[[ Task material, beginning ]]

Issue #418, opened 2026-08-05
The harness compares empty measurements: check "" "" passes, and four suites can produce one


OffgridwithJD:
A suite that produces an **empty** measurement and then fails a comparison is one step from
one that produces an empty measurement and passes. We have both shapes in the tree, and I
hit the same class four times in my own work today.

## The instance that surfaced it

`test/column_projection.sh` pipes its buffer count through `bc`:

```sh
bufs() {
	... | grep -oE '(hit|read)=[0-9]+' | cut -d= -f2 | paste -sd+ | bc
}
```

`bc` is not installed on the bench. The function returned empty, and the checks read:

```
FAIL  premise: the unprojected read is large enough to measure (off: ): got [no] want [yes]
FAIL  one column costs less than a third of reading all of them (on: , off: )
```

It failed, which is the lucky direction. `check "$label" "$a" "$b"` with **both** sides
empty would have compared `"" = ""` and printed PASS.

That is not hypothetical. It happened to me twice today:

- a many-flush idempotency check that produced **one** row group, so it never exercised a
  second flush, and passed
- an amcheck assertion that counted "an ERROR occurred" as proof the check worked, when the
  error was `function bt_index_check does not exist`

Both were green and both measured nothing.

## The general shape

Every one of these is **checking a proxy instead of the thing**:

| proxy | the thing |
|---|---|
| printed `FAIL` lines | the exit code the runner keys on |
| wall-clock got faster | the projection actually narrowed |
| an error occurred | the *expected* error occurred |
| the query returned | the query returned a **number** |

The last one is the cheapest to close and it covers the most cases.

## Suggested: make the shared harness refuse an empty measurement

In `test/lib.sh`, beside `check`:

```sh
# Compare two measurements, refusing to compare nothing with nothing. A tool that is not
# installed, a grep that matched no line, or a query that errored all yield "", and
# check "" "" passes.
check_num()   # $1 label, $2 got, $3 want   -- both must look like numbers
check_ratio() # $1 label, $2 a, $3 b, $4 max_ratio
```

Then `column_projection`'s premise becomes unnecessary: an empty `bufs()` fails as
"not a number" rather than as a confusing comparison, and names the reason.

I would also have `pgc_setup` assert its own tool dependencies once, so a missing `bc` is
one clear line at the top rather than an empty string three checks later.

## Scope

I am not proposing a sweep of every suite. The helper plus the dependency check is small,
and suites can adopt `check_num` as they are touched.

[...]

Issue #394, opened 2026-08-04
Object storage writes for the export functions, which is not the read path reversed


OffgridwithJD:
The export functions write to a local path only. Since Parquet consumers generally read
from object storage, an export usually has to be copied somewhere else by hand before
anything can use it.

This is the write half of #393, and it is filed separately because it is a different
problem rather than the same one in reverse.

## What exists today

All three take a plain `path`, and it is a local path:

```sql
pgcolumnar.export_arrow(rel regclass, path text)
pgcolumnar.export_parquet(rel regclass, path text)
pgcolumnar.parallel_export_parquet(target regclass, path text, workers int DEFAULT NULL)
```

The argument is already the right shape. If #393 introduces a URL-dispatched byte source,
these take a byte **sink** at the same seam, and no caller has to change.

## Why it is not just #393 with the arrows reversed

Reads are ranged GETs of an object that already exists and does not change. Writes are
not symmetric with that.

- **Multipart upload.** Large objects go up in parts, each acknowledged, then completed.
  That is a protocol with state, not a single request.
- **Failure leaves debris.** An abandoned multipart upload can linger and bill until it
  is aborted, so the failure path has to clean up rather than just report.
- **No partial visibility.** An object appears whole or not at all, which is a difference
  in what "the file so far" means to a concurrent reader.
- **`parallel_export_parquet` writes a directory of files from several workers.** With
  N workers uploading concurrently, "the export succeeded" needs defining when some parts
  completed and others did not. Locally a half-written directory is at least inspectable.
  In a bucket it is a set of objects with no marker saying which run produced them.

That last one is the interesting design question and it does not exist on the read side.

## Why it matters beyond convenience

Export is the interoperability story: it is how a columnar table becomes something Spark,
Trino, DuckDB or a warehouse can consume. Those consumers read from buckets. Making the
user stage a local file and copy it up is the step that makes the feature look like a
demo rather than a pipeline.

## Suggested shape

Sequenced behind #393, because the credential handling, the retry policy and the URL
dispatch should be built once and shared.

1. Single-object upload for `export_parquet` and `export_arrow`, multipart above a size
   threshold, with abort-on-failure.
2. Decide and document what `parallel_export_parquet` guarantees when some workers fail.
3. Only then consider whether a completion marker or manifest is wanted, which is also
   the point where this starts to touch #388.

## Note

This is not currently recorded anywhere. `design/PHASE_G_EXTERNAL_PARQUET_PLAN.md` covers
[...]

PR #604, opened 2026-08-13
docs: design for #393 M1 (HTTP source) and #394 (object storage sink)

jdatcmd:
Two plan-before-code documents for the object storage work, produced from a six-agent recon of main @ 99c6a58 with every file:line citation verified against the tree (not carried from the issue threads, several of which have drifted).

**`design/ISSUE_393_M1_HTTP_SOURCE.md`** — turns the #393 plan of record into implementation arithmetic:

- Inventory of what already landed ahead of M1: the never-NULL `PqSourceOps` seam, scheme dispatch, the `dlopen` loader with ABI versioning, the `objstore/` module skeleton. M1 replaces exactly one error ("object storage is not implemented yet") with a working source.
- The request-count model the suite asserts: open = 1 HEAD + 3 ranged GETs; data = one GET per needed chunk via a prefetch window layered **above** the ABI (no ABI change), with dev GUC `pgcolumnar.objstore_buffered` so the suite measures both arms in one run — K is falsifiable, not implementation-defined.
- HTTP client rules stated as constraints: no blocking syscall on the socket ever (`SA_RESTART` makes EINTR unreachable — the tree already documents this failure shape), both framings from day one, 206-or-error on Range (a Range-ignoring server is an error, never a silent whole-object read), one reconnect only.
- The four suite arms from the already-agreed test spec: differential oracle, asserted request counts with the #418 zero-refusal, failure taxonomy on SQLSTATE, and a cancel arm against a stalling server with its removal proof.

**`design/ISSUE_394_OBJECT_STORAGE_SINK.md`** — the write-path map and the failure semantics:

- `PgColumnarWriteParquetFile` is the single parquet choke point; arrow is separate; both writers are strictly append-only, so a pure append sink with 8 MiB part staging suffices.
- `PqSink` seam with `finish`/`abort`, invariant: nothing visible at the final name before `finish` returns (local temp+rename, remote multipart completion — the same property from both implementations).
- `parallel_export_parquet` writes **one object per worker**: no shared upload id, cleanup by known keys, no LIST — the ListObjectsV2 deferral holds.
- Two local defects found during mapping, to fix ahead of any remote sink: all 13 `fwrite` sites ignore their return value (disk-full is detected only if the final flush fails), and serial exports leave a partial file at the final path on error. Step 1 of the order of work fixes both with removal proofs and blocks on nothing.

Lane note: I am implementing on **PG17**; the peer holds PG18.

### DIFF
--- a/design/ISSUE_393_M1_HTTP_SOURCE.md
+++ b/design/ISSUE_393_M1_HTTP_SOURCE.md
@@ -1,0 +1,155 @@
+# Issue #393 M1: the HTTP ranged byte source and the asserted request count
+
+Design before code, per the house rule. This implements milestone M1 of the plan
+of record decided on #393 (2026-08-06): plain-HTTP range GET in the separate
+non-preloaded module, no TLS, no signing, exact object keys only. The M1/M2 test
+spec posted on the issue (request count asserted, not reported) is the
+verification contract; this doc turns it into arithmetic against the current
+tree.
+
+## What already exists on main (verified, 99c6a58)
+
+The seam and the module scaffolding landed ahead of this work:
+
+- `PqSourceOps` vtable, never NULL, every byte read through the dispatcher
+  (`src/columnar_parquet_reader.c:1488-1560`). Byte reads outside
+  `pq_source_read`: none.
+- Scheme detection in `pq_source_open` (`:1597`) via `PgColumnarPathIsRemote`
+  (`src/columnar_objstore.c:46-58`), glob refusal for remote paths in
+  `pq_resolve_paths` (`:2655-2673`).
+- The loader: `PgColumnarObjStoreGet()` dlopens `$libdir/pgcolumnar_objstore`
+  via `load_external_function`, distinguishes missing from broken module,
+  checks `abi_version` (`src/columnar_objstore.c:60-169`,
+  `PGCOLUMNAR_OBJSTORE_ABI = 1`).
+- The module skeleton: `objstore/columnar_objstore_module.c`, built as a second
+  `MODULE_big` through the recursive-make hooks (`Makefile:122-145`), with
+  `test/objstore_module.sh` pinning the separation.
+- The remote branch of `pq_source_open` errors "object storage is not
+  implemented yet" (`:1618-1620`). M1 replaces that error with a working
+  source.
+
+The ABI already carries what M1 needs: `PgColumnarObjStoreApi.open` returns the
+object length through `int64 *len` (`src/columnar_objstore.h:57`), which fills
+the one hole in `PqSource` (its `len` is established by `ftello` today, local
+only, `:1629`).
+
+## The request-count problem, measured against the tree
+
+Today's read granularity is per page, two `pq_source_read` calls each: a 4 KB
+header window (`pq_read_page_header`, `:1726`) and the page body (`:1827`),
+plus 3 open-time reads (head magic, tail 8, footer). Mapped 1:1 onto HTTP this
+is the 521-request shape the issue predicts. Two changes bound it:
+
+1. **A prefetch window above the ABI.** `pq_source_prefetch(src, off, n)`:
+   issues ONE `ops->read` for the range, stores it in `src->winbuf`;
+   `pq_source_read` serves any request inside the window from memory and falls
+   through to `ops->read` otherwise. Transport-agnostic, no ABI change, a no-op
+   in effect for local files (the window is served by one fread instead of
+   many, same bytes).
+2. **Prefetch call sites.** `decode_leaf_entries` prefetches the whole column
+   chunk extent (known from the footer: chunk offset and
+   `total_compressed_size`) before walking its pages. `pq_source_open`
+   prefetches nothing in M1: the three open reads stay individual requests, so
+   the arithmetic below stays exact and simple. Coalescing the open (a
+   speculative tail read) is a later, measured refinement.
+
+### The arithmetic the suite asserts
+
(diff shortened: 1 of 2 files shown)


OffgridwithJD (changes requested):
## One change: the fwrite census is short by four, and the arrow undercount hides the body writer

The plans are sound and I verified the load-bearing claims against `main`
@ 99c6a58 — append-only holds (no `fseek`/`fseeko` on either write path), the
serial exports genuinely have no temp-and-rename or unlink-on-error, the
parallel path's `pexport_remove_outputs` + `PG_ENSURE_ERROR_CLEANUP` are where
#394 says, the three `pg_write_server_files` gates are present, and #393 M1's
"not implemented yet" error and `PQ_PAGE_HDR_WIN_MIN` are as cited. The #605
implementation built and its suite passed on my bench (reviewed there).

The one thing to fix is in `ISSUE_394_OBJECT_STORAGE_SINK.md`, and it matters
because Step 1's fix is scoped to a **count** — "all 13 `fwrite` sites":

**The census is wrong, and undercounts.** Grepped against 99c6a58:

| file | doc says | actually | the gap |
|---|---:|---:|---|
| `columnar_parquet.c` | 5 | **6** | prose says "five" but its own list enumerates six (1007, 1065, 1066, 1113, 1115, 1116), all in-range — a miscount only |
| `columnar_arrow.c` | 8 | **11** | **the doc cites range `948-1158`, which excludes `write_record_batch` (opens 844); its five fwrites at 929-935 are outside the cited window entirely** |
| total | 13 | **17** | |

The arrow gap is the substantive one. `write_record_batch(FILE *f, ...)` is
called twice from `pgcolumnar_export_arrow` (`:1122`, `:1135`), and one of its
missed sites is `fwrite(body.data, 1, body.len, f)` (`:935`) — **the page-body
write, the largest single write on the arrow export path.** A Step-1 fix
implemented to "the 13 sites at `columnar_parquet.c:944-1126` and
`columnar_arrow.c:948-1158`" leaves `write_record_batch` unchecked, which means
the exact failure defect #1 describes — "a disk-full mid-export is detected only
if the final flush happens to fail" — still ships on the body write after the
fix claims to have closed it.

This is not a nit about arithmetic; it is the same lossy-enumeration class the
docs are careful about elsewhere. The remedy is to derive the site list from a
grep at implementation time rather than the doc's number, and to have the Step-1
suite's removal proof cover a write **inside `write_record_batch`** specifically,
not only the top-level export functions — otherwise a green Step 1 can still miss
the helper.

Everything else I'd keep as written. Two smaller notes, non-blocking:

- The `PqSink` seam and the "nothing visible at the final name before `finish`"
  invariant are the right shape, and mirroring `pq_source_read`'s short-read →
  `DATA_CORRUPTED` treatment for short **writes** is exactly the structural fix
  that makes the 17-site problem go away by construction rather than by
  vigilance. Worth stating in the doc that the seam is *why* the count stops
  mattering — the point is to route every write through one checked `write`, so
  the census becomes "every `fwrite` is replaced", which a grep for a remaining
  `fwrite` can then pin as a suite check.
- `#393` M1 doc: no corrections — its citations checked out (the seam, the
  loader, the ABI `open`/`len`, the "not implemented yet" line all resolve), and
  the request-count arithmetic it specifies is the one #605 then asserts and I
  reproduced (K = 4 + G×cols, unbuffered 388).

Requesting changes for the arrow census + the Step-1 coverage note; re-approve on
sight once the count is corrected and Step 1's proof reaches into the helper.

jdatcmd:
Census corrected in the pushed revision, and confirmed by my own grep before adopting yours: **17 sites, 6 + 11**, with `write_record_batch`'s five (including the `:935` body write) now named explicitly rather than hidden by the line-window citation. The doc also picks up both of your framings: Step 1's suite gains a zero-`fwrite`-remaining grep check so the census becomes a pinned property instead of a maintained number, and the short-write removal proof is required to inject inside `write_record_batch` specifically, since the helper is where the enumeration failed and a top-level-only proof would green a Step 1 that leaves the largest arrow write unchecked.

You were right that this is the lossy-enumeration class and not arithmetic: my recon agent's raw report actually contained the `:929-935` sites, and the loss happened in my compression of it into the doc. Ready for re-review.

OffgridwithJD (approved):
## Re-review: census corrected, both framings landed. Approve.

Verified `50b6387` against `main`, not against the reply:

- **Parquet 6** — the prose now matches its own enumerated list (1007, 1065,
  1066, 1113, 1115, 1116).
- **Arrow 11, split correctly**: `pgcolumnar_export_arrow` holds 6 (1092-1145),
  `write_record_batch` holds 5 (929-935) with the `:935` body write named. That
  6 + 5 assignment is exactly what a grep of the two functions gives — the
  helper is no longer hidden behind a line-window citation.
- **17 total**, and every dependent line moved with it ("all 17 sites" in
  defect #1). No stale 13 left behind.

Both structural asks are in and are the right shape:

1. Step 1 gains a **zero-`fwrite`-remaining grep** over both export files, so the
   census becomes a pinned property rather than a number someone maintains.
2. The short-write removal proof is now **required to inject inside
   `write_record_batch`** (`:935`), which is where the enumeration failed — a
   top-level-only proof can no longer green a Step 1 that leaves the largest
   arrow write unchecked.
3. The doc tells the implementer to re-derive the list by grep at landing time
   and not to trust the number, with the miss recorded as the reason.

That closes the one finding. The M1 doc was already clean on the first pass
(citations resolve, the request-count arithmetic is the one #605 asserts and I
reproduced). Nothing else changed and nothing else needs to.

Approving. Merge is jd's.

[[ Task material, end ]]

### What to produce
In the listing above, find the line with "## Why it is" and the line with "- **Failure leaves", then print exactly those two lines and every line between them, and nothing more.

### Response area
## Why it is not just #393 with the arrows reversed

Reads are ranged GETs of an object that already exists and does not change. Writes are
not symmetric with that.

- **Multipart upload.** Large objects go up in parts, each acknowledged, then completed.
  That is a protocol with state, not a single request.
- **Failure leaves debris.** An abandoned multipart upload can linger and bill until it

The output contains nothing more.